"There is something happening here and you're running from it."
That had me laughing, a quick, cruel sound that tightened her mouth until there were small lines around her lips. "It ain't like that."
"Something happened to you." Just as she said that a quick breeze floated around us, pushing her bangs into her eyes. She reached up to brush them back. "Something happened to me, too. I don't know what it is, Nash, but there is something between us."
"That isn't what's happening here."
"If there was nothing happening, you wouldn't be avoiding me." She stepped closer and I refused to back up, to show weakness in retreating, but I couldn't hide how shallow my breath had become. She spotted it. "If there was nothing, you wouldn't be so nervous when I get close to you."
I did step back then, I had to, and I thought she might follow. Willow was a pushy sort of female, the kind that didn't back away just because you wanted them to. She got inside your head, claws sharp and deep and wouldn't let you go without a fight. Part of me liked that about her. The other part of me, the one that reminded me I didn't need a damn thing but my brain and ambition to get what I wanted, that voice was loud and obnoxious.
But you don't get rid of a claws-deep woman just by pushing them away. You strike, you hurt and just then, I wanted to hurt Willow so deep that she'd have no choice but to drop me like a toxic bomb. "I'm nervous because you're insane. Certifiable. I'm not into you." I put a little gravel in my voice just then, ignoring how wide Willow's eyes had gone at my insult, how she let her mouth drop open like a guppy out of its tank. "There is nothing happening here."
"I am not crazy."
Just then, she didn't look convincing and I understood why. This was the woman who believed in auras. She was the same female who pulled me into her boho madhouse because one glance at me told her there was something wrong with me. I wouldn't admit to her she'd been right about that, but who she was, how she was, I understood why she was so insulted. I was willing to bet it wasn't the first time someone had called her crazy. It sure as hell pissed her off.

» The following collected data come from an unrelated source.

PR #1009, opened 2020-09-02
Fixed Enter Key state being released

jproust:
Fixes AB#2086

### DIFF
--- a/src/imgui_ex/imgui_impl_sdl.cpp
+++ b/src/imgui_ex/imgui_impl_sdl.cpp
@@ -231,7 +231,7 @@ bool ImGui_ImplSDL2_ProcessEvent(const SDL_Event* event)
             // TODO: Come back when https://github.com/ocornut/imgui/pull/2005 is merged
             //       and add ImGuiKey_NumericEnter to our io.KeyMap below
             if (key == SDL_SCANCODE_KP_ENTER)
-              io.KeysDown[SDL_SCANCODE_RETURN] = io.KeysDown[SDL_SCANCODE_RETURN] || (event->type == SDL_KEYDOWN);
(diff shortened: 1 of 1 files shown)


src/imgui_ex/imgui_impl_sdl.cpp
```diff
@@ -231,7 +231,7 @@ bool ImGui_ImplSDL2_ProcessEvent(const SDL_Event* event)
             // TODO: Come back when https://github.com/ocornut/imgui/pull/2005 is merged
             //       and add ImGuiKey_NumericEnter to our io.KeyMap below
             if (key == SDL_SCANCODE_KP_ENTER)
-              io.KeysDown[SDL_SCANCODE_RETURN] = io.KeysDown[SDL_SCANCODE_RETURN] || (event->type == SDL_KEYDOWN);
+              io.KeysDown[SDL_SCANCODE_RETURN] = !io.KeysDown[SDL_SCANCODE_RETURN] || (event->type == SDL_KEYDOWN);
```
samsinsane, line 234: This was supposed to be the same as the normal case below, looks like I copied the wrong one. Does it work if it's just `= (event->type == SDL_KEYDOWN);`?

samsinsane (changes requested):

src/imgui_ex/imgui_impl_sdl.cpp
jproust: Looks like it does.
Changed

samsinsane: Oops, my bad!

jproust: don't merge ...

samsinsane (approved):

PR #1020, opened 2020-09-07
Added show angles option to line and area tools

int-Frank:
Fixes [AB#1837](https://dev.azure.com/euclideon/57c3bd2a-8f94-4578-b195-2e4fa9d8f295/_workitems/edit/1837)

### DIFF
--- a/src/scene/vcPOI.cpp
+++ b/src/scene/vcPOI.cpp
@@ -1142,7 +1142,6 @@ void vcPOI::AddLengths(const vcUnitConversionData *pConversionData)
   // j = previous, i = current
   int i = m_line.closed ? 0 : 1;
   int j = m_line.closed ? m_line.numPoints - 1 : 0;
-  //int iMax = m_line.closed ? m_line.numPoints : m_line.numPoints - 1;
   for (; i < m_line.numPoints; i++)
   {
     double lineLength = udMag3(m_line.pPoints[j] - m_line.pPoints[i]);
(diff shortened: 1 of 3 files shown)


jproust:
Angles_issue
What side is the 177.27 deg angle

int-Frank:
> Angles_issue
> What side is the 177.22 deg angle

I use the  _smallest_ angle between the lines. Or in other words, the inverse cosine of the dot product between the vectors of the two lines.

jproust:
> I use the _smallest_ angle between the lines. Or in other words, the inverse cosine of the dot product between the vectors of the two lines.

I know I have read your code, I just find the display of the angle a bit confusing when it's close to 180° as the user can't really know which side the angle is. It can be confusing if for instance the smallest angle is an angle in the z plane and the user is watching from above.
Anyway we can display the measured angle ?
angle_issue

src/scene/vcPOI.cpp
```diff
@@ -68,6 +68,9 @@ class vcPOIState_General
       if (ImGui::Checkbox(udTempStr("%s##POIShowAllLengths%zu", vcString::Get("scenePOILineShowAllLengths"), itemID), &m_pParent->m_showAllLengths))
         udProjectNode_SetMetadataBool(m_pParent->m_pNode, "showAllLengths", m_pParent->m_showAllLengths);
 
+      if (ImGui::Checkbox(udTempStr("%s##POIShowAngles%zu", vcString::Get("scenePOILineShowAngles"), itemID), &m_pParent->m_showAngles))
+        udProjectNode_SetMetadataBool(m_pParent->m_pNode, "showAngles", m_pParent->m_showAngles);
```
OsiJr, line 72: `OnNodeUpdate` doesn't load this key (there is a helper in vcProject for bools)

OsiJr (changes requested):
Will need to load the show angles setting

int-Frank:
@jproust Ah I see. Perhaps I could render a little angle symbol between the lines. Something like 
image
 @OsiJr What do you think?

OsiJr (approved):

OsiJr (approved):

PR #1029, opened 2020-09-08
Changed where the tool updates

int-Frank:
Fixes [AB#1741](https://dev.azure.com/euclideon/57c3bd2a-8f94-4578-b195-2e4fa9d8f295/_workitems/edit/1741)

Ok, from what I could gather, saving and loading data to and from the project node each frame (in `ApplyToScene()`) was introducing floating point drift. I don't think there should be a need to save out every frame anyway. I changed this to only save out when the preview point has changed, and when preview has finished, in addition to `ApplyDelta()` and `OnNodeUpdate()`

It hurt just a little to see that frown, but my plan had been to keep her away. My plan had been to remember the work I'd spent years doing, to keep focused because I was nearly there, had nearly made it. My plans didn't include some white-assed hippie chick who promised things with a look, who expected the same from me.
I needed her angry. I needed Willow to hate me. "Whatever you say, nutjob."
I expected her to rage, to fight back. To come at me swinging. Instead, she didn't flinch, or even frown at my insult. It was almost as if she had expected me to be an asshole. And hell, I wasn't ready for how cool, how cruel, how correct she could be. It only took a small brush of her hand under her chin and that sad, disgusted frown to show that she could see through me.
"You're such a coward."
It was a gut punch I hated feeling, one I tried hard not let show on my face. "What did you say to me?"
"You heard me and you know it's true." She was in my face with three small steps, taunting me, accusing me. "You're running. You felt something between us. That night in my apartment, then in yours. There is something happening, I have no idea what it is, but you feel it too."
"No. I don't!" Willow stepped back when I yelled, but she didn't cower. . I desperately held on to my lie, despite feeling like I was being outmaneuvered. "Sorry to bust your bubble, nut job, but no. The only thing happening is I have a crazy ass neighbor who keeps leaving cupcakes at my door. The same crazy neighbor who pulled me into her apartment the first night we met because she swore she could see my aura." I made sure to accent that word as sarcastically as possible. "So yeah … like I said … crazy."
Willow stood her ground, that same impassive frown pinching her features, her eyes hard and sparking. She didn't buy my excuses and that look of hers was nailing me to the wall despite my noise and the shit I was trying to spill. Willow might be a little weird, she might be a lot in her own world, but she wasn't afraid of a damn thing-not me, not my loud yelling voice or the thing that pulsed between us, the very same thing I refused to admit was there.
"You'll figure it out. Eventually," she said, stepping back. "One day you'll get over your issues and admit that I'm right."
"I damn well won't."
"And when you do," she interrupted, cocked up an eyebrow, curious, a little worried before her expression changed and her lips twitched. "Maybe then, Nash, you'll stop running from whatever it is that's got you spooked."
It was another gut punch moment. I'd only ever heard that expression once in my life and it had never come out of Willow's mouth.